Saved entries

——————

PR #28, opened 2016-06-14
Adding test for "ComposerLocator"

aik099:
The `realpath` call is needed to resolve relative path, that Composer autoloader is building since PHP 5.6. The related Composer feature is called static autoloader.

### DIFF
--- a/tests/Locator/ComposerLocatorTest.php
+++ b/tests/Locator/ComposerLocatorTest.php
@@ -1,0 +1,19 @@
+<?php
+namespace Go\ParserReflection\Locator;
+
+use Go\ParserReflection\ReflectionClass;
+
+class ComposerLocatorTest extends \PHPUnit_Framework_TestCase
+{
+    public function testLocateClass()
+    {
+        $locator = new ComposerLocator();
+
+        $reflectionClass = new \ReflectionClass(ReflectionClass::class);
+
+        $this->assertSame(
+            $reflectionClass->getFileName(),
+            realpath($locator->locateClass(ReflectionClass::class))
+        );
+    }
+}


lisachenko:
Hm, nice catch with this new feature :+1: 

Unfortunately, `realpath` function can't be used for phar archives and stream wrappers. Looks like https://github.com/goaop/framework/blob/master/src/Instrument/PathResolver.php implementation should be copied for that.

aik099:
But we're using `realpath` call in test suite. Are you suggesting that test suite can also be run when this library is compiled into PHAR and that's why this PR can't be merged?

lisachenko:
This PR can't be merged because it doesn't fix the issue, we should check that locator returns normalized path. You have added a fix in the test itself (by adding `realpath`), but `ReflectionClass->getFileName()` method now returns incorrect path and test can be broken.

aik099:
Yes, if we look at `ComposerLocator` class alone, then it indeed it returns different path for different PHP versions, but since it's used only internally it doesn't break anything.

The locator class is not used to power result of `\Go\ParserReflection\ReflectionClass::getFileName` method. Actual path, that is returned by `\Go\ParserReflection\ReflectionClass::getFileName` method comes from PHP-Parser, which does `realpath` internally.

lisachenko:
> The locator class is not used to power result of \Go\ParserReflection\ReflectionClass::getFileName method. Actual path, that is returned by \Go\ParserReflection\ReflectionClass::getFileName method comes from PHP-Parser, which does realpath internally.

It's not correct.See `Go\ParserReflection\ReflectionEngine::parseClass` method:

```php
public static function parseClass($fullClassName) 
{
    $classFileName  = self::locateClassFile($fullClassName);
    //...
    if ($namespaceLevelNode instanceof ClassLike && $namespaceLevelNode->name == $className) {
            $namespaceLevelNode->setAttribute('fileName', $classFileName);
    }
}
```

And then, `Go\ParserReflection\Traits\ReflectionClassLikeTrait::getFileName` returns this value:
```php
    public function getFileName()
    {
        return $this->classLikeNode->getAttribute('fileName');
    }
```

aik099:
I see now. Apparently tests covering `getFileName` is missing. I'll add one as part of this PR and then update `ComposerLocatorTest`.

aik099:
And it seems, that following methods needs to call `stream_resolve_include_path` upon given filename, because they are not only used internally by the library, but also can be used manually:

* `ReflectionFileNamespace::__construct`
* `ReflectionFile::__construct`
* `ReflectionEngine::parseFile`

lisachenko:
Correct way will be to take a `PathResolver` class from goaop framework for resolving paths, because I want to keep this functionality for phar streams too. And then use it for every place that require normalization.

`stream_resolve_include_path` can't be used for custom streams too, so if `__DIR__` for composer will be equal to something like this: `phar://package.phar/vendor/composer` then nothing will work...

aik099:
We might use https://github.com/box-project/box2-path instead. It's already packaged as reusable library and is quite minimalistic.

aik099:
> stream_resolve_include_path can't be used for custom streams too, so if __DIR__ for composer will be equal to something like this: phar://package.phar/vendor/composer then nothing will work...

Are you suggesting people would create custom stream wrapper (e.g. `s3://`) and try to analyze files in there? Not sure if anybody would do that in real life. It's documentation (see http://php.net/manual/en/function.stream-resolve-include-path.php) doesn't say that it won't work with custom stream wrappers. Since it works the same way as path resolver used internally for `fopen` then it's pretty good for us, nope?

lisachenko:
Package box2-path is not standalone, it depends on `phine/exception` package. I'm not so happy to include additional dependencies for small functions (do you remember the case with npm's left-pad packet?) 

Also, I'm not happy to copy-paste the same code twice..
However, support for stream wrappers is required for me, because goaop framework supports read-only file systems and custom stream wrappers. Previously, composer returns nice paths without dots and even phar:// classes were analysed easily.

aik099:
> Package box2-path is not standalone, it depends on phine/exception package. I'm not so happy to include additional dependencies for small functions (do you remember the case with npm's left-pad packet?)

Nope, but I think I get an idea. You depend on small package and that package depends on a lot of packages by itself.

> Also, I'm not happy to copy-paste the same code twice..
However, support for stream wrappers is required for me, because goaop framework supports read-only file systems and custom stream wrappers.

I'm happy for `goaop framework`, but how this library is related to all of that?

> Previously, composer returns nice paths without dots and even phar:// classes were analysed easily.

Why it should stop working now. The `phar://path/to/some/folder/../another-folder/file.php` should working currently as well.

P.S.

Still I think we should be taking this discussion as part of separate issue. I've only added missing test here and that test is fine by itself. Fact, that all functions working with file paths turns out were expecting absolute path and this wasn't covered by tests is absolutely unrelated issue. I've created #31 about that.

lisachenko:
> I've only added missing test here and that test is fine by itself.

Test is not correct, because it has a `realpath` that hides the issue #31. I can merge this with additional requirement to remove this normalization in future version.

aik099:
> https://github.com/goaop/parser-reflection/pull/28#issuecomment-225872647

What about this? You haven't answered anything.

aik099:
> Test is not correct, because it has a realpath that hides the issue #31.

I guess you expected locator class to return absolute path. I would gladly fix that issue in `ComposerLocator` class once we done on faith of `stream_resolve_include_path`.

lisachenko:
> What about this? You haven't answered anything.

This won't work. See https://bugs.php.net/bug.php?id=52769

aik099:
> This won't work. See https://bugs.php.net/bug.php?id=52769

Question in there is totally not about `realpath` 😄  I've asked about usage of `__DIR__` and `stream_resolve_include_path`. You seem to belive that it won't work with custom stream handlers, but function documentation doesn't say that exactly.

lisachenko:
> You seem to belive that it won't work with custom stream handlers, but function documentation doesn't say that exactly.

```php
$phar = new Phar('test.phar');
$phar['index.php'] = <<<'FILE'
<?php
$parts   = explode(DIRECTORY_SEPARATOR, __DIR__);
$lastDir = array_pop($parts);
var_dump(__FILE__, stream_resolve_include_path(__DIR__.'/../' . $lastDir . '/index.php'));
FILE;


$parts   = explode(DIRECTORY_SEPARATOR, __DIR__);
$lastDir = array_pop($parts);
var_dump(__FILE__, stream_resolve_include_path(__DIR__.'/../' . $lastDir . '/index.php'));
include 'phar://test.phar';
```

Shows:
```
./test.php:14:string '<DIR>/index.php' (length=26)
./test.php:14:string '<DIR>/index.php' (length=26)

phar://<DIR>/test.phar/index.php:4:string 'phar://<DIR>/test.phar/index.php' (length=43)
phar://<DIR>/test.phar/index.php:4:boolean false
```

Pay an attention to the last line, it's output from the phar archive and you can see, that it didn't work. So, please trust me, because I spent a lot of time when with normalization of paths for streams and archive.

aik099:
Any chance of moving `PathResolver` class into separate repo/package?

lisachenko:
> Any chance of moving PathResolver class into separate repo/package?

It's too small to be extracted into a small package... Maybe just copy it and deal with it?

aik099:
So we:

* copy it to a project
* change namespace to match
* as part of this PR use it in ComposerLocator
* as part of PR for #31 use it for all methods mentioned in there

?

lisachenko:
> copy it to a project, change namespace to match, use it for all methods mentioned in there

Yes, as a part for the #31 PR
After that, we can proceed with this PR by removing a `realpath` from test and applying it on top of #31

PR #29, opened 2016-06-14
Adding "branch-alias" to "composer.json"

aik099:
When `branch-alias` present in `composer.json` it comes possible to specify version like `^1.1@dev` when requiring the library. This way project using the library will get it's dev dependency, but whoever uses that project would use live dependency instead.

### DIFF
--- a/composer.json
+++ b/composer.json
@@ -27,5 +27,10 @@
   },
   "require-dev": {
     "phpunit/phpunit": "~4.0"
+  },
+  "extra": {
+    "branch-alias": {
+      "dev-master": "1.x-dev"
+    }
   }
 }


composer.json
```diff
@@ -27,5 +27,10 @@
   },
   "require-dev": {
     "phpunit/phpunit": "~4.0"
+  },
+  "extra": {
+    "branch-alias": {
+      "dev-master": "1.1.x-dev"
```
lisachenko: better to use 1.x-dev here to avoid frequent changes...

aik099: Done.

lisachenko:
Merged

PR #36, opened 2016-06-23
Resize the cache size after changing the maximum limti, resolves #35

### LINKED ISSUE #35: The "ReflectionEngine::setMaximumCachedFiles" doesn't reevaluate existing cache
When `ReflectionEngine::setMaximumCachedFiles` method is called it currently only changes maximal allowed file count in cache. That's perfectly fine, when used prior to file parsing process is started.

Unfortunately, when used in the middle of process (e.g. when got high memory consumption I try to reduce cached file count), then nothing happens.

I expect existing cache to be sliced (from oldest to newest) to reduce cache to given size (or smaller if less files are cached, then requested).

lisachenko:


src/ReflectionEngine.php
```diff
@@ -81,6 +81,9 @@ public static function init(LocatorInterface $locator)
     public static function setMaximumCachedFiles($newLimit)
     {
         self::$maximumCachedFiles = $newLimit;
+        if (count(self::$parsedFiles) > $newLimit) {
+            self::$parsedFiles = array_slice(self::$parsedFiles, 0, $newLimit);
```
aik099: This would keep oldest entries in array. But when parsing new file oldest entry gets removed.

Maybe we should be slicing from right array side to be consistent?

aik099:
GitHub says that you've merged PR right after creating it. The point of PR is to allow others to review it before being merged. I would suggest waiting at least some amount of time before merging it.

lisachenko:
> GitHub says that you've merged PR right after creating it. The point of PR is to allow others to review it before being merged.

Yes, I've decided to merge it, because it's very simple. For bigger PR, I definitely like when someone can look at PR. 

Slicing an array from the right side can be good, but I don't see a big point in it.

aik099:
> Slicing an array from the right side can be good, but I don't see a big point in it.

To be consistent between `parseFile` and `setMaximumCachedFiles`. For example I'm expecting cache content to be identical for both following scenarios.

## Scenario No. 1

* call `parseFile(...)` 15 times
* call `setMaximumCachedFiles(10)`


## Scenario No. 2

* call `setMaximumCachedFiles(10)`
* call `parseFile(...)` 15 times

Unfortunately in current implementation `setMaximumCachedFiles` is cutting from the right (incorrect) , but `parseFile` is cutting from the left (correct). That would be a surprise to developer using `setMaximumCachedFiles` method in various places during parsing process and expecting a particular cache content after it's size was reduced.

PR #37, opened 2016-09-03
bugfix

wirwolf:
Fatal error: Call to undefined method PhpParser\Node\Stmt\ClassMethod::getParams() in /vendor/goaop/parser-reflection/src/Traits/ReflectionFunctionLikeTrait.php on line 157

### DIFF
--- a/src/Traits/ReflectionFunctionLikeTrait.php
+++ b/src/Traits/ReflectionFunctionLikeTrait.php
@@ -154,7 +154,7 @@ trait ReflectionFunctionLikeTrait
         if (!isset($this->parameters)) {
             $parameters = [];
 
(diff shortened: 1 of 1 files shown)


aik099:
Please add a test, that would cover fixed behavior.

aik099:
Actually this might not be a bug, but rather BC break in PHP-Parser dependency, that in 2.x version removed `getParams` method.

lisachenko:
Hi! Sorry for the late response, was lack of free time for my OSS projects. 

Just checked this issue and can't see anything wrong with `getParams()` method in the Php-parser 2.x branch. All 2.x tags also have this method.

So, looks like a false positive. Feel free to reopen if it can be reproduced.

PR #44, opened 2016-12-06
Fixed ReflectionParameters with class constant as default value

Bob4ever:


src/ValueResolver/NodeExpressionResolver.php
```diff
@@ -263,6 +263,9 @@ protected function resolveExprClassConstFetch(Expr\ClassConstFetch $node)
         if ('class' === $constantName) {
             return $refClass->getName();
         }
+        
+        $this->isConstant = true;
+        $this->constantName = (string)$node->class . '::' . $constantName;
```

——————

(What to work on):
Give back the records word for word. Start at the first line, end at the line containing "But we're using", and include both.

(Response below):
PR #28, opened 2016-06-14
Adding test for "ComposerLocator"

aik099:
The `realpath` call is needed to resolve relative path, that Composer autoloader is building since PHP 5.6. The related Composer feature is called static autoloader.

### DIFF
--- a/tests/Locator/ComposerLocatorTest.php
+++ b/tests/Locator/ComposerLocatorTest.php
@@ -1,0 +1,19 @@
+<?php
+namespace Go\ParserReflection\Locator;
+
+use Go\ParserReflection\ReflectionClass;
+
+class ComposerLocatorTest extends \PHPUnit_Framework_TestCase
+{
+    public function testLocateClass()
+    {
+        $locator = new ComposerLocator();
+
+        $reflectionClass = new \ReflectionClass(ReflectionClass::class);
+
+        $this->assertSame(
+            $reflectionClass->getFileName(),
+            realpath($locator->locateClass(ReflectionClass::class))
+        );
+    }
+}


lisachenko:
Hm, nice catch with this new feature :+1: 

Unfortunately, `realpath` function can't be used for phar archives and stream wrappers. Looks like https://github.com/goaop/framework/blob/master/src/Instrument/PathResolver.php implementation should be copied for that.

aik099:
But we're using `realpath` call in test suite. Are you suggesting that test suite can also be run when this library is compiled into PHAR and that's why this PR can't be merged?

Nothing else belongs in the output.